Noel News 12 Sep

Thousands of candles can be lighted from a single candle, and the life of the candle will not be shortened.
Happiness never decreases by being shared.


Welcome to another newsletter

I started the last newsletter discussing interest rates and the rise of 50 basis points last Tuesday, taking the cash rate to 2.35%, confirms my opinion that rates are moving upwards. The Reserve Bank wants to get rates at a level which it regards as normal and will keep increasing rates by 50 basis points every month until that target is reached.

Many economists think that 3.35% will be that target but I reckon it’s nearer 4%. So much will depend on inflation, but when you consider that petrol prices will rise this month as the government subsidies are removed, and life in Europe can only get worse as winter draws near, it’s hard to see any quick improvements.

Source: Courier mail 11 September 2022

Everybody I speak to is crying out for staff, and a builder friend tells me that timber prices will rise dramatically next year because so many trees that would’ve been felled have destroyed by bushfires. I guess it’s a case of watch this space.


Pensions up!!

There’s good news for pensioners this month with the biggest increase in pension payments for many years starting on 20 September.
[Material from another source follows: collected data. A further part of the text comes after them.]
PR #394, opened 2018-07-30
CI Update - mdoc 5.7.2.2 + 1.1 assemblies removal

dend:
This PR addresses inconsistencies caused by an older version of mdoc, and also removes redundant APIs.


dend:
@mairaw it does seem like the latest build is ✅ so we should be good to go. There are some warnings about signatures not being unique but I assume it's related to the fact that we changed the entity types between frameworks (e.g. struct to class).

mairaw:
I'll check this one now.

xml/Accessibility/IAccIdentity.xml
```diff
@@ -12,15 +12,18 @@
...
-    <Attribute>
+    <Attribute FrameworkAlternate="netframework-2.0;netframework-3.0;netframework-3.5;netframework-4.0;netframework-4.5;netframework-4.5.1;netframework-4.5.2;netframework-4.6;netframework-4.6.1;netframework-4.6.2;netframework-4.7;netframework-4.7.1;netframework-4.7.2">
       <AttributeName>System.Runtime.InteropServices.Guid("7852B78D-1CFD-41C1-A615-9C0C85960B5F")</AttributeName>
     </Attribute>
-    <Attribute>
+    <Attribute FrameworkAlternate="netframework-4.0;netframework-4.5;netframework-4.5.1;netframework-4.5.2;netframework-4.6;netframework-4.6.1;netframework-4.6.2;netframework-4.7;netframework-4.7.1;netframework-4.7.2">
       <AttributeName>System.Runtime.InteropServices.InterfaceType</AttributeName>
     </Attribute>
+    <Attribute FrameworkAlternate="netframework-2.0;netframework-3.0;netframework-3.5">
+      <AttributeName>System.Runtime.InteropServices.InterfaceType(1)</AttributeName>
```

Photo by Joe Hepbur on Unsplash

Thanks to the good people at My Pension Manager the new rate charts are already available on my website for download, and the pension calculator on the website has been updated with the new rates.

Feel free to go to the Age Pension Calculator on my website and work out for yourself how much more pension you may be entitled to. Note there’s been a slight increase in the cut off points for the assets test due to the pension increases. For example, the cut-off point for a homeowner couple has gone from $915,500 to $935,000. For a single the numbers have risen from $609,250 to $622,250.

Just keep in mind that this is not some extraordinary largess from the government of the day – it’s simply the normal six-monthly indexation adjustment to the rate of the pension due to inflation. Just spare a thought for the renters – the increase in rent assistance is minimal compared to what they are facing in the real world.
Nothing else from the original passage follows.